Institut Pasteur, Unité des Interactions Bactéries-Cellules, Paris, F-75015, France.
Traffic. 2012 Dec;13(12):1653-66. doi: 10.1111/tra.12009. Epub 2012 Oct 11.
Invasive bacterial pathogens often target cellular proteins involved in adhesion as a first event during infection. For example, Listeria monocytogenes uses the bacterial protein InlA to interact with E-cadherin, hijack the host adherens junction (AJ) machinery and invade non-phagocytic cells by a clathrin-dependent mechanism. Here, we investigate a potential role for clathrin in cell-cell adhesion. We observed that the initial steps of AJ formation trigger the phosphorylation of clathrin, and its transient localization at forming cell-cell contacts. Furthermore, we show that clathrin serves as a hub for the recruitment of proteins that are necessary for the actin rearrangements that accompany the maturation of AJs. Using an InlA/E-cadherin chimera, we show that adherent cells expressing the chimera form AJs with cells expressing E-cadherin. We demonstrate that non-adherent cells expressing the InlA chimera, as bacteria, can be internalized by E-cadherin-expressing adherent cells. Together these results reveal that a common clathrin-mediated machinery may regulate internalization and cell adhesion and that the relative mobility of one of the interacting partners plays an important role in the commitment to either one of these processes.

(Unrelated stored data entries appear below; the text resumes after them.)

PR #391, opened 2019-01-24
ingestion-beam style cleanup

jklukas:
A variety of changes to be more consistent in our style internally and more
consistent with some conventions of Beam.

We give all "user-facing" transforms private constructors and public static
factory methods, returning a Singleton instance in case of transforms that
take no parameters.

Also more consistent in skipping explicit names for transforms when they
simply repeat the class name.

### DIFF
--- a/ingestion-beam/src/main/java/com/mozilla/telemetry/transforms/WithErrors.java
+++ b/ingestion-beam/src/main/java/com/mozilla/telemetry/transforms/WithErrors.java
@@ -11,7 +11,6 @@ import java.util.Map;
 import javax.annotation.Nullable;
 import org.apache.beam.sdk.Pipeline;
 import org.apache.beam.sdk.io.gcp.pubsub.PubsubMessage;
-import org.apache.beam.sdk.io.gcp.pubsub.PubsubMessageWithAttributesCoder;
 import org.apache.beam.sdk.transforms.PTransform;
 import org.apache.beam.sdk.values.PCollection;
 import org.apache.beam.sdk.values.PInput;
@@ -85,7 +84,6 @@ public class WithErrors {
     @Override
     public void finishSpecifyingOutput(String transformName, PInput input,
         PTransform<?, ?> transform) {
-      errors().setCoder(PubsubMessageWithAttributesCoder.of());
     }
   }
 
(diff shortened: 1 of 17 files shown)


ingestion-beam/src/test/java/com/mozilla/telemetry/decoder/DeduplicateTest.java
```diff
@@ -39,8 +39,8 @@ public void testOutput() {
 
     // Create new PubsubMessage with element as document_id attribute
     final MapElements<String, PubsubMessage> mapStringsToId = MapElements
-        .into(new TypeDescriptor<PubsubMessage>() {
-        }).via(element -> new PubsubMessage(new byte[0], ImmutableMap.of("document_id", element)));
+        .into(TypeDescriptor.of(PubsubMessage.class))
+        .via(element -> new PubsubMessage(new byte[0], ImmutableMap.of("document_id", element)));
```
jklukas: We remove a few instances of `new TypeDescriptor` with the simpler `TypeDescriptor.of`

ingestion-beam/src/main/java/com/mozilla/telemetry/transforms/WithErrors.java
```diff
@@ -85,7 +84,6 @@ public Pipeline getPipeline() {
     @Override
     public void finishSpecifyingOutput(String transformName, PInput input,
         PTransform<?, ?> transform) {
-      errors().setCoder(PubsubMessageWithAttributesCoder.of());
```
relud: do we just not need this anymore?

jklukas: I think this depends on what type information is available to the particular transform. There is a `PubsubCoderProviderRegistrar` that gets loaded as part of the google cloud beam package. In this particular case of the error collection for `WithErrors`, the collection has a concrete type of `PCollection<PubsubMessage>`, so it's able to use the registered coder.

For MapElementsWithErrors, the output collection type is a type parameter, so the coder registry is not able to infer. Thus, we still do need to explicitly set coder when the output collection type is pubsubmessage.

relud: ah, makes sense. thanks for the explanation!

侵袭性细菌病原体通常将细胞内参与黏附的蛋白质作为感染过程中的第一个目标。例如,李斯特菌(Listeria monocytogenes)利用细菌蛋白 InlA 与上皮钙黏蛋白(E-cadherin)相互作用,劫持宿主黏着连接(adherens junction,AJ)机制,并通过网格蛋白依赖的机制侵入非吞噬细胞。在这里,我们研究了网格蛋白在细胞-细胞黏附中的潜在作用。我们观察到 AJ 形成的初始步骤会触发网格蛋白的磷酸化,并使其短暂定位于形成的细胞-细胞接触处。此外,我们表明网格蛋白作为募集参与伴随 AJ 成熟的肌动蛋白重排的蛋白质的枢纽。使用 InlA/E-cadherin 嵌合体,我们表明表达嵌合体的黏附细胞与表达 E-cadherin 的细胞形成 AJ。我们证明,表达 InlA 嵌合体的非黏附细胞(如同细菌)可以被表达 E-cadherin 的黏附细胞内化。这些结果表明,一种常见的网格蛋白介导的机制可能调节内化和细胞黏附,并且相互作用的一个伴侣的相对迁移性在决定这两个过程中的任何一个过程中起着重要作用。